= Activity =
The answer must consist of every line below that contains the word "opened".

= Data provided =
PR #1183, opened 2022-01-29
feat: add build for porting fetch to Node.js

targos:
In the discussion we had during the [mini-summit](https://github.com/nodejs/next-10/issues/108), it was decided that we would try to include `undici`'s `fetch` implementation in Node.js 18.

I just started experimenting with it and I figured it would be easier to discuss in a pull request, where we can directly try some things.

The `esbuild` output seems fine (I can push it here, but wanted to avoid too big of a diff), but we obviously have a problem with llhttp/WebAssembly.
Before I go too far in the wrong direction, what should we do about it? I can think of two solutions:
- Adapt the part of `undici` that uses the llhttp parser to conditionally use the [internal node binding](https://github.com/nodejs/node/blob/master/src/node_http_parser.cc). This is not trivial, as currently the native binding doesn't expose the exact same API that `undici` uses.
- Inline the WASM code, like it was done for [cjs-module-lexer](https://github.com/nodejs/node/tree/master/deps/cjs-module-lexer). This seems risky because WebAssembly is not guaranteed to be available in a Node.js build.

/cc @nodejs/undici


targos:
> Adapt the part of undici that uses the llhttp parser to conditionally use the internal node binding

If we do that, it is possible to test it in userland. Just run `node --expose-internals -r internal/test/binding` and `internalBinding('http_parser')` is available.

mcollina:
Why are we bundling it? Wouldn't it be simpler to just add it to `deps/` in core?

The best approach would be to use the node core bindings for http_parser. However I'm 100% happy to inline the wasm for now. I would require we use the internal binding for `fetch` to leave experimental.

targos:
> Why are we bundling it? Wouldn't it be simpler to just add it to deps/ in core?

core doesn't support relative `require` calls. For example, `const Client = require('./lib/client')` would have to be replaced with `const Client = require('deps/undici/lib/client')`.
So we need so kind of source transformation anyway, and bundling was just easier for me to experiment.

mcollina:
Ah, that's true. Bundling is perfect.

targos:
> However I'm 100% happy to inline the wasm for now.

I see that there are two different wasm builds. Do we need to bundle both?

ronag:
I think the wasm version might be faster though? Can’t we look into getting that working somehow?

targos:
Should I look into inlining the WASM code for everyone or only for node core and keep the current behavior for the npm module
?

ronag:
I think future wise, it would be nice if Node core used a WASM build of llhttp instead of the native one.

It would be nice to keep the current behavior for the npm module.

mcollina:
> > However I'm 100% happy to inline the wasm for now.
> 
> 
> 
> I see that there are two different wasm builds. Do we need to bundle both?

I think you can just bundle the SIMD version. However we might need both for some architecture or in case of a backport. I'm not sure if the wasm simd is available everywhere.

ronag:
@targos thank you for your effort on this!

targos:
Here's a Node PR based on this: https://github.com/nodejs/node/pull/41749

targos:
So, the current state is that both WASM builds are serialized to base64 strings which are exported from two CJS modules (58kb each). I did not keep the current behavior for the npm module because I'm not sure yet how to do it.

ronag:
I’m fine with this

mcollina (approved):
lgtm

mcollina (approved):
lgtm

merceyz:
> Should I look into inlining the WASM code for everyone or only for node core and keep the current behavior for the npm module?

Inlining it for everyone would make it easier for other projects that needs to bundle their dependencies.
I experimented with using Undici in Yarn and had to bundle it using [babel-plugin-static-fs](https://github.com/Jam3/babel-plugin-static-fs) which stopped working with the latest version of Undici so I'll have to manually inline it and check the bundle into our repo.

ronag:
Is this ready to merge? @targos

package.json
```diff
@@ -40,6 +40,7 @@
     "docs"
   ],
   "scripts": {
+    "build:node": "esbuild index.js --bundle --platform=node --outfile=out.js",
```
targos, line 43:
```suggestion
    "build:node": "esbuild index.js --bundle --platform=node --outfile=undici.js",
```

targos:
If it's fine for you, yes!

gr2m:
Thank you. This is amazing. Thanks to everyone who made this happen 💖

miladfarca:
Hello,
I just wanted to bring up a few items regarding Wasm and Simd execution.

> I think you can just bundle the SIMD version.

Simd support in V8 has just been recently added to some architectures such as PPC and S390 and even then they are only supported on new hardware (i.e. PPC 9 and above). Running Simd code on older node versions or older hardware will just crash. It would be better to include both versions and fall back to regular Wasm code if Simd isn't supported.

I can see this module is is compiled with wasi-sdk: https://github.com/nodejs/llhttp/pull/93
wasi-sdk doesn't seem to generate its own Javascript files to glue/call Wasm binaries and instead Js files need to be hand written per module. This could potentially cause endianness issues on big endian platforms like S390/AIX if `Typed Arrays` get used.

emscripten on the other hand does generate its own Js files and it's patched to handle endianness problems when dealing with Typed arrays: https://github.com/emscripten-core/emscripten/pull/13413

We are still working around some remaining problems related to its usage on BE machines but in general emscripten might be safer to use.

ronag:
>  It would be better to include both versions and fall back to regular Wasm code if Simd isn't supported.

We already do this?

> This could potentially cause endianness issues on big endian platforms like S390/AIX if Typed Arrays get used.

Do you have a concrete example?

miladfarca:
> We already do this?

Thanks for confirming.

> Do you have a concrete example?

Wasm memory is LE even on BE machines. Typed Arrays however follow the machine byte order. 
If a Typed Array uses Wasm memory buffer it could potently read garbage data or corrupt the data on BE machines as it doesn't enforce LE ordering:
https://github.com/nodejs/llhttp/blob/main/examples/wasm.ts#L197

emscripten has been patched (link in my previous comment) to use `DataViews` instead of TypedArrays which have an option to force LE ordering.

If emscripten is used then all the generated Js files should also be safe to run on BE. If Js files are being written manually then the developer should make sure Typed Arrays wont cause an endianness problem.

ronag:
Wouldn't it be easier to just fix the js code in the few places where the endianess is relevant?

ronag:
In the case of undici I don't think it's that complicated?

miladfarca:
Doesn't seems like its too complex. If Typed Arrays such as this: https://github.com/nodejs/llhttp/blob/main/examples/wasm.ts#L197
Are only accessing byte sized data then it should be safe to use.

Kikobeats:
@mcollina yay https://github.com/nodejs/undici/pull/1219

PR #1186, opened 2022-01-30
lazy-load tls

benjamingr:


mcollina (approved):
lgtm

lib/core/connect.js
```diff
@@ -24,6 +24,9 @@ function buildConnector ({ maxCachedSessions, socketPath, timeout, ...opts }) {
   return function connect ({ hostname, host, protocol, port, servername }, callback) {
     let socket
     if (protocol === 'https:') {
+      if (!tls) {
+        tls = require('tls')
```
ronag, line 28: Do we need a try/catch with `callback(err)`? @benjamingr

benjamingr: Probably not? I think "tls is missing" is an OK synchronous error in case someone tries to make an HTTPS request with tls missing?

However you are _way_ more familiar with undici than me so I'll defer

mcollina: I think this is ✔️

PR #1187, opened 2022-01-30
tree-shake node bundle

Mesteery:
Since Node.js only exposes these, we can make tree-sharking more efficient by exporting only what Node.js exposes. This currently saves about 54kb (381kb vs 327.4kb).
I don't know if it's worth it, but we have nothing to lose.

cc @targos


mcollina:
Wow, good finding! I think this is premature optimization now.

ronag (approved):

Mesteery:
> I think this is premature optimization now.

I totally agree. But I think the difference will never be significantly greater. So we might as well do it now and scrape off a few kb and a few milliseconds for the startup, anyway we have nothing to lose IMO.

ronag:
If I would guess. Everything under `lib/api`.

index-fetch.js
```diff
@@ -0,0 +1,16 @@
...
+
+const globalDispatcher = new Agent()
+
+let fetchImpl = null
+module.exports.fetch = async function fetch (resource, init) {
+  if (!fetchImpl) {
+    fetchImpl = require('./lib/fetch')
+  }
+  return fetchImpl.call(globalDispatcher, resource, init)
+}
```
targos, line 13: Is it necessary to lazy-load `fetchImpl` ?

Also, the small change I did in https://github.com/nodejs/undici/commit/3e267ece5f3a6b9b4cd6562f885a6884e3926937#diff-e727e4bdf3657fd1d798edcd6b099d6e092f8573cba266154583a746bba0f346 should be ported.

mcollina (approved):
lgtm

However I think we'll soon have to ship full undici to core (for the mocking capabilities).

= Answer box =
PR #1183, opened 2022-01-29
PR #1186, opened 2022-01-30
PR #1187, opened 2022-01-30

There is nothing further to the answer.